I am a bata tester of the new Windows Vista 64-bit. I am running an ATI Radon X850 XT 256MB video card. I depend on ATITool to keep my card cool for gamming. Because if you didn't know ATI makes this card with a 5% fan speed. I installed ATITool in vista and it gives me the following error:

"The Kernel Mode Driver does not seem to be running.

A device driver is required for communication with your video hardware.

If you just upgraded from an older version it may help to uninstall ATITool, reboot, then install the new version."

Do any of you know what's going on here. I have all the catalist drivers installed and I'm running the stable version of ATITool not the bata.


----------



## Alec§taar (Jun 12, 2006)

Toastpcs said:
			
		

> I am a bata tester of the new Windows Vista 64-bit. I am running an ATI Radon X850 XT 256MB video card. I depend on ATITool to keep my card cool for gamming. Because if you didn't know ATI makes this card with a 5% fan speed.

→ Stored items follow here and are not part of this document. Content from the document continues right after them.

PR #9067, opened 2023-06-22
prov/efa: set and use pke->payload and pke->payload_size

wzamazon:
This patch added following changes to properly set payload and payload_size of a packet:

1. Upon receiving a packet, set its payload and payload_size if the packet contains data.

2. When clone a packet, set cloned packet's payload and payload_size if the packet contains data.

With the above changes, a packet's payload and payload_size is always set properly.  This patch then started using payload and payload_size:

1. it used payload_size to replace fucntion calls to rxr_pkt_data_size() and rxr_pkt_req_data_size(), and eliminated these two functions.

2. it used payload in rxr_pkt_copy_data_to_ope() and renamed the function efa_rdm_pke_copy_payload()

It then eliminated two functions that calculate payload size on the fly: rxr_pkt_data_size() rxr_pkt_req_data_size()

### DIFF
--- a/prov/efa/src/rdm/efa_rdm_pke_utils.h
+++ b/prov/efa/src/rdm/efa_rdm_pke_utils.h
@@ -1,5 +1,5 @@
 /*
- * Copyright (c) 2022 Amazon.com, Inc. or its affiliates.
+ * Copyright (c) Amazon.com, Inc. or its affiliates.
  * All rights reserved.
  *
  * This software is available to you under a choice of one of two
@@ -31,20 +31,26 @@
  * SOFTWARE.
  */
 
-#ifndef _RXR_PKT_HDR_H
-#define _RXR_PKT_HDR_H
+#ifndef _EFA_RDM_PKE_UTILS_H
+#define _EFA_RDM_PKE_UTILS_H
 
+#include "efa_rdm_pke.h"
 #include "efa_rdm_protocol.h"
+#include "efa_rdm_pkt_type.h"
 
 /**
- * @brief return the seg_offset field in a packet entry
+ * @brief return the segment offset of user data in packet entry
+ *
+ * segment_offset is the user data's offset in repect of user's
+ * buffer.
  *
  * @param[in]	pkt_entry	packet entry
  * @return	the value of seg_offset in the packet
  */
 static inline
-size_t rxr_pkt_hdr_seg_offset(char *pkt)
+size_t efa_rdm_pke_get_segment_offset(struct efa_rdm_pke *pke)
 {
+	int pkt_type, hdr_offset;
 	static const int offset_of_seg_offset_in_header[] = {
 		[RXR_DATA_PKT] = offsetof(struct rxr_data_hdr, seg_offset),
 		[RXR_MEDIUM_MSGRTM_PKT] = offsetof(struct rxr_medium_rtm_base_hdr, seg_offset),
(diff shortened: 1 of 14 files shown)


prov/efa/src/rdm/efa_rdm_pkt_type.h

I installed ATITool in vista and it gives me the following error:
> 
> "The Kernel Mode Driver does not seem to be running.
> 
> ...



It sounds as if ATITool utilizes a device driver of its own & were I to guess as to its type? A layered filtering type.

Apparently, it (the version you have) only has a 32-bit one available... which probably isn't compatible with 64-bit VISTA.

The developer runs this board, W1zzard, so I would post it to he, & see if he seconds this... I would say I am "on" here, because of the err/abend message he uses (good sign, his code IS error-trapped too, very good!)

APK


----------



## Toastpcs (Jun 12, 2006)

Well I had thought the same but when you watch the install it states "installing 64-bit drivers" So I'm assuming that it has the 64-bit drivers but I'm thinking that it's not compatable with win vista. But I could be wrong.


----------



## Alec§taar (Jun 12, 2006)

Toastpcs said:
			
		

> Well I had thought the same but when you watch the install it states "installing 64-bit drivers"



Then, it does use its own drivers, which are doubtless of the layered filtering variety, confirming my "suspicions"... & this is where (from what I have been reading lately about VISTA on the wire out here) most of the software incompatibilities exist for VISTA - with software that utilizes drivers.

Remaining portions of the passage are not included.